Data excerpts
● ● ● ●

Issue #581, opened 2026-08-25
AWS: Step Functions ASL execution + KMS↔Secrets/SSM real encryption


NitinKumar004:
Two AWS features surfaced by the real-user e2e passes — currently behave incompletely rather than being broken.

- [ ] Step Functions: actually interpret the ASL definition on StartExecution (run Task/Choice/Pass/Wait/Succeed/Fail states, invoke Lambda Task states, sequential Next chaining, basic Retry/Catch) instead of returning a canned SUCCEEDED echo
- [ ] KMS ↔ SecretsManager/SSM: make KmsKeyId real — encrypt secret/SecureString values with the referenced KMS key and decrypt on read (envelope crypto), instead of KmsKeyId being a cosmetic string

NitinKumar004:
KMS↔Secrets/SSM real encryption landed in #857 (envelope encryption via KMS GenerateDataKey + AES-256-GCM; a disabled/deleted key now fails reads). The remaining part of this ticket — the Step Functions ASL execution interpreter — is in progress as a phased 3-PR series (PR1 core walker + I/O + Choice/Wait now building).

NitinKumar004:
Both parts complete: (1) real KMS↔Secrets/SSM encryption shipped in #857; (2) the Step Functions ASL execution interpreter shipped as a 3-PR series — core walker + I/O pipeline + Choice/Wait/Pass (#859), Task→Lambda with recursion guard + Retry/Catch (#860), and Parallel/Map + catchable state errors (#861). Executions now really run the state graph (JSONPath, intrinsics, $$ context, real history) instead of auto-succeeding.

PR #857, opened 2026-08-28
fix(kms): encrypt Secrets Manager & SSM SecureString through real KMS (#581)

NitinKumar004:
## Summary

Part of #581 (the KMS↔Secrets/SSM cosmetic-crypto gap). Secrets Manager and SSM SecureString values are now encrypted through **real KMS** instead of being stored verbatim, so their at-rest form is genuine ciphertext and their KMS-failure paths are real.

KMS's own crypto (`providers/aws/kms`) is used unchanged.

## What changed

- **New crypto seam** `providers/aws/kmscrypto` (`Envelope`): `Encrypt(keyRef, plaintext)` mints a KMS data key (wrapped under the addressed key), seals the value locally with AES-256-GCM, and returns a self-describing blob; `Decrypt` unwraps the data key back through KMS — the step that surfaces a disabled/deleted key — then opens the ciphertext. An unresolvable managed-key reference (the reserved `alias/aws/secretsmanager` / `alias/aws/ssm`, which KMS refuses to let callers alias) is created and cached on demand.
- **Secrets Manager**: `CreateSecret` / `PutSecretValue` / `UpdateSecret` encrypt under the explicit `KmsKeyId` (validated to exist) or the default `aws/secretsmanager` key; every read path (`GetSecretValue`, `GetSecretValueStage`) decrypts. `KmsKeyId` reflection, versioning, and `VersionStages` are preserved. `ClientRequestToken` idempotency now compares plaintext.
- **SSM**: `PutParameter(Type=SecureString)` stores ciphertext (base64); `GetParameter`/`GetParameters`/`GetParametersByPath` with `WithDecryption=true` decrypt, `WithDecryption=false` returns the opaque blob (matching AWS). String/StringList params are untouched.
- **Wiring**: both services share one `Envelope` over the KMS backend in `providers/aws/aws.go`.
- **Fallback**: with no KMS wired (library users who didn't create KMS), both services keep today's plaintext behavior — nil-safe, nothing breaks.

## Tests

Round-trip create→get with a real key; `GetSecretValue` fails after the key is disabled; SecureString put→get(WithDecryption true returns value, false does not return plaintext); String params unaffected; the no-KMS plaintext fallback still works; plus unit tests for the `Envelope` adapter.

## Gates

`go build`/`go vet`, `go test ./providers/aws/... ./server/aws/... ./compat/aws/`, `go generate ./...` (no doc changes), and golangci-lint on the touched packages all green — 0 new gating issues.

### DIFF
--- a/providers/aws/aws.go
+++ b/providers/aws/aws.go
@@ -35,6 +35,7 @@ import (
 	"github.com/stackshy/cloudemu/v2/providers/aws/keyspaces"
 	"github.com/stackshy/cloudemu/v2/providers/aws/kinesis"
 	"github.com/stackshy/cloudemu/v2/providers/aws/kms"
+	"github.com/stackshy/cloudemu/v2/providers/aws/kmscrypto"
 	"github.com/stackshy/cloudemu/v2/providers/aws/lambda"
 	"github.com/stackshy/cloudemu/v2/providers/aws/memorydb"
 	"github.com/stackshy/cloudemu/v2/providers/aws/networkfirewall"
@@ -273,9 +274,13 @@ func New(opts ...config.Option) *Provider {
 	// An IamInstanceProfile passed to RunInstances resolves through IAM so the
 	// role->profile->instance chain reads back on DescribeInstances.
 	p.EC2.SetInstanceProfileResolver(p.IAM)
-	// A KmsKeyId passed to CreateSecret is validated against KMS, so a secret
-	// can't reference a key that doesn't exist.
-	p.SecretsManager.SetKMSKeyResolver(p.KMS)
+	// Secrets Manager and SSM SecureString values are encrypted through real KMS
+	// (envelope encryption): a KmsKeyId is validated to exist, the value is stored
+	// as genuine ciphertext, and a later disabled/deleted key makes reads fail as
+	// in AWS. Both services share one Envelope over the KMS backend.
+	kmsCrypto := kmscrypto.New(p.KMS)
+	p.SecretsManager.SetKMSCrypto(kmsCrypto)
+	p.SSM.SetKMSCrypto(kmsCrypto)
 	p.SSM.SetInstanceResolver(p.EC2)
 	// ECS-registered container instances surface as managed EC2 instances, so
 	// #159 (ECS) composes with #300 (EC2 managed-resource visibility).
--- a/providers/aws/kmscrypto/kmscrypto.go
+++ b/providers/aws/kmscrypto/kmscrypto.go
@@ -1,0 +1,193 @@
+// Package kmscrypto routes Secrets Manager and SSM SecureString values through
+// real KMS envelope encryption so their at-rest form is genuine ciphertext and
+// their KMS-failure paths are real: a disabled or deleted key makes a read fail
+// exactly as it does in AWS.
+//
+// Encrypt asks KMS for a data key (wrapped under the addressed KMS key), seals
+// the value locally with AES-256-GCM under that data key, and returns a
+// self-describing blob carrying the wrapped key. Decrypt unwraps the data key
+// back through KMS — the step that surfaces a disabled/deleted key — then opens
+// the AES-GCM ciphertext. KMS's own crypto (providers/aws/kms) is used as-is and
+// never modified.
+package kmscrypto
+
+import (
+	"context"
+	"crypto/aes"
+	"crypto/cipher"
+	"crypto/rand"
+	"encoding/binary"
+	"sync"
+
+	"github.com/stackshy/cloudemu/v2/errors"
+	kmsdriver "github.com/stackshy/cloudemu/v2/services/kms/driver"
+)
+
+// Envelope blob layout: magic(1) | wrappedKeyLen(uint32 BE) | wrappedKey |
+// nonce(12) | AES-256-GCM ciphertext. The wrapped key is a KMS ciphertext blob
+// that names its own key, so Decrypt needs no key id from the caller.
+const (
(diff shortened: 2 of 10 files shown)


NitinKumar004 (commented):
**Verdict: MERGE**

Reviewed at head `4937166b`. Verified the crypto seam, the default (no-KMS) fallback, and semantics preservation.

**Envelope crypto (`providers/aws/kmscrypto/kmscrypto.go`)**
- `Encrypt`: `GenerateDataKey` → AES-256-GCM `Seal` with a fresh 12-byte `crypto/rand` nonce per call, wrapped-key + nonce + ciphertext packed into a self-describing blob (magic/len-prefixed). `Decrypt` unwraps the data key via `KMS.Decrypt` *before* opening GCM, so a disabled/deleted key surfaces the KMS error at that step, matching real Secrets Manager/SSM read failures — confirmed by `TestEnvelopeDecryptFailsAfterKeyDisabled` and mirrored at the service level (`TestGetSecretValueFailsAfterKeyDisabled`, `TestSecureStringFailsAfterKeyDisabled`).
- `Decrypt` bounds-checks `len(blob) < headerSize`, the magic byte, and `len(rest) < wrappedLen+nonceSize` before any slicing — `wrappedLen` comes from a `uint32` so it's always non-negative, and on 64-bit `wrappedLen+nonceSize` can't overflow `int`. No panic path on truncated/garbage input; covered by `TestEnvelopeDecryptRejectsGarbage`.
- `providers/aws/kms/` (KMS's own crypto) has a zero-line diff — confirmed untouched.
- Data-key plaintext is wiped (`defer wipe(...)`) after building the AES cipher in both `Encrypt` and `Decrypt`.

**Default (no-KMS) path**
- `providers/aws/secretsmanager.encrypt/decrypt` and `providers/aws/ssm.sealValue/revealValue` all nil-check `m.kmsCrypto` first and return the value verbatim — no panic, no behavior change from `origin/development` for library users who don't wire KMS. Covered by `TestSecretNoKMSFallbackStoresPlaintext` and `TestSecureStringNoKMSFallback`.
- In practice this fallback is close to unreachable for standard usage: `providers/aws/aws.go`'s `New()` (used by both `cloudemu.NewAWS()` and the `cloudemu serve` binary) always wires `kmscrypto.New(p.KMS)` into both services, so real deployments always get real envelope encryption. The fallback only applies to direct construction of `secretsmanager.New`/`ssm.New` bypassing the factory. Worth calling out in case that's not the intended default-on posture, but it's consistent with existing `SetMonitoring`-style wiring elsewhere in the factory.

**Semantics preserved**
- Secrets create→get round-trip, `PutSecretValue`/`UpdateSecret`/rotation/versioning/`VersionStages` all route through `encrypt`/`decrypt` correctly (`secretsmanager.go`, `staging.go`, `update.go`).
- `ClientRequestToken` idempotency (`reusedTokenVersion`) now decrypts the existing stored ciphertext to compare *plaintext* before deciding same-token/same-content vs. `ResourceExistsException`. This is correct and necessary — a byte-comparison on ciphertext would falsely reject identical resubmitted content, since each `Encrypt` call mints a new data key + nonce and produces different ciphertext for identical plaintext. Not a regression.
- SSM: `SecureString` stores base64 ciphertext; `WithDecryption=true` decrypts via `revealValue`; `=false` returns the opaque blob unchanged; `String`/`StringList` bypass `sealValue`/`revealValue` entirely (type-gated) and are unaffected — confirmed by `TestStringParameterNotEncrypted`.
- `RotateSecret` carries the current version's already-encrypted bytes forward under a new version id without re-encrypting — correct, since it's the same envelope blob and decrypts fine regardless of version id.

**No plaintext leak**
- `storedValue` test helper confirms at-rest ciphertext for Secrets Manager (`TestSecretEncryptedAtRestAndRoundTrips`); SSM's `TestSecureStringEncryptedAtRest` confirms `WithDecryption=false` returns neither the plaintext nor an empty string.
- `secretsmanager.ListSecretVersions` only returns metadata (no `Value` field), so no incidental leak there.

**One gap worth a follow-up ticket (not a blocker, not a security regression — fails closed)**: `SSM.GetParameterHistory` (`providers/aws/ssm/ssm.go`) has no `withDecryption` parameter at all — `server/aws/ssm/operations.go:235` parses `req.WithDecryption` off the wire request but never passes it through. Pre-PR this was moot since everything was already stored in the clear; post-PR, a `GetParameterHistory` call against a `SecureString` parameter with `WithDecryption=true` will get back the opaque base64 ciphertext blob instead of the decrypted value, diverging from real SSM. Direction is safe (ciphertext instead of secret, not the other way around), but it's an accuracy gap the PR's own doc comment doesn't mention.

**Gates (all green on `4937166b`, GOMAXPROCS=2)**
- `go build ./...` — clean
- `go vet ./...` — clean
- `go test -count=1 ./providers/aws/... ./server/aws/... ./compat/aws/...` — all packages `ok`, including `providers/aws/kmscrypto`, `providers/aws/secretsmanager`, `providers/aws/ssm`, `server/aws/secretsmanager`, `server/aws/ssm`
- `go generate ./...` — no diff (coveragegen wrote 76 services, unchanged)
- `golangci-lint run ./providers/aws/secretsmanager/... ./providers/aws/ssm/... ./providers/aws/kms/... ./providers/aws/kmscrypto/...` — 5 findings, all pre-existing on `origin/development` (verified byte-identical function bodies for `DeleteParameters`, `LabelParameterVersion`, `ensurePublicParameter`, and the two `wsl` cuddling spots in `GetParameters`/`GetParameterHistory`, none touched by this diff). Zero new issues.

● ● ● ●

ACTION ITEM:
Print again the lines of the entries above that fall between the line holding "used as-is and" and the line holding "BE) | wrappedKey |", inclusive, exactly as they stand.

ANSWER TO THE PROBLEM:
+// the AES-GCM ciphertext. KMS's own crypto (providers/aws/kms) is used as-is and
+// never modified.
+package kmscrypto
+
+import (
+	"context"
+	"crypto/aes"
+	"crypto/cipher"
+	"crypto/rand"
+	"encoding/binary"
+	"sync"
+
+	"github.com/stackshy/cloudemu/v2/errors"
+	kmsdriver "github.com/stackshy/cloudemu/v2/services/kms/driver"
+)
+
+// Envelope blob layout: magic(1) | wrappedKeyLen(uint32 BE) | wrappedKey |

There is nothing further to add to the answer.